Frederick Harper

Personal information
- Born: 24 November 1863 Bolton, Lancashire, England
- Died: 19 January 1937 (aged 73) Christchurch, New Zealand

Domestic team information
- 1886/87–1894/95: Otago

Career statistics
| Competition | First-class |
| Matches | 14 |
| Runs scored | 297 |
| Batting average | 12.91 |
| 100s/50s | 0/2 |
| Top score | 69 |
| Balls bowled | 20 |
| Wickets | 1 |
| Bowling average | 2.00 |
| 5 wickets in innings | 0 |
| 10 wickets in match | 0 |
| Best bowling | 1/2 |
| Catches/stumpings | 4/– |
- Source: ESPNcricinfo, 1 February 2019

= Frederick Harper =

New Zealand cricketer

Frederick Harper (24 November 1863 - 19 January 1937) was a New Zealand cricketer. He played fourteen first-class matches for Otago between 1886 and 1895.
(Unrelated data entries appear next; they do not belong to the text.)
PR #4754, opened 2026-05-28
leaderboard: client IP retrieval in Hugging Face Spaces

q275343119:
Previously, the client IP was obtained using `request.client.host`.
However, when the service is deployed on Hugging Face Spaces, this value returns an internal network IP address (for example: `10.16.3.80`) instead of the real client IP.

This PR updates the IP extraction logic to use the `x-forwarded-for` header, which correctly preserves the original client IP behind the proxy/load balancer.

### DIFF
--- a/mteb/leaderboard/app.py
+++ b/mteb/leaderboard/app.py
@@ -379,6 +379,7 @@ def _get_session_id(request: gr.Request) -> str:
 
 def _get_client_ip(request: gr.Request) -> str:
     """Common proxy/CDN headers. X-Forwarded-For may contain:
+
     client, proxy1, proxy2
     """
     headers = request.headers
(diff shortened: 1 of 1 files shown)


Samoed (commented):
Can you format your PR? I can't make changes to it

Samoed (approved):

KennethEnevoldsen (approved):

q275343119:
I tested locally with ·ruff check --fix .· and it returned “All checks passed!”. However, the online run-linting is still failing. This might be due to differences in the local Ruff version or configuration. I’ll take a closer look and fix it shortly.

Samoed:
> local Ruff version or configuration

You can get current version with `uv sync --group lint`, `pip install -e . --group lint` or `pip install ruff==0.14.0` https://github.com/embeddings-benchmark/mteb/blob/4869638002b6598635956a33cb66d4e26f078fcb/pyproject.toml#L146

Harper was a stylish batsman and brilliant fieldsman who captained Otago in most of his matches. He made 53, the highest score of the match, and the highest score of the short New Zealand first-class season, in 1887-88 when Otago beat Canterbury.
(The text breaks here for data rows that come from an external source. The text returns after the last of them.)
PR #4756, opened 2026-05-28
fix: add support for loading local model

Samoed:
Add support for loading a local model with `mteb.get_model`. Current behavior:
```python
import mteb

model = mteb.get_model("/path/to/model")
# ...
# NotImplementedError: No model implementation is available for this model.
```

I think this could be helpful for testing trained models

### DIFF
--- a/mteb/models/get_model_meta.py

After visiting England for the purposes of finding a suitable coach for the Otago Cricket Association, Harper secured the services of Joseph Lawton, who became the first professional cricket coach in New Zealand. Harper paid half of Lawton's salary for the first year. Lawton's success led to his re-engagement for several seasons.

Harper was a partner in the firm of Messrs McKerrow, Lees and Co, soft goods merchants. He retired to live in Timaru with his wife, who survived him.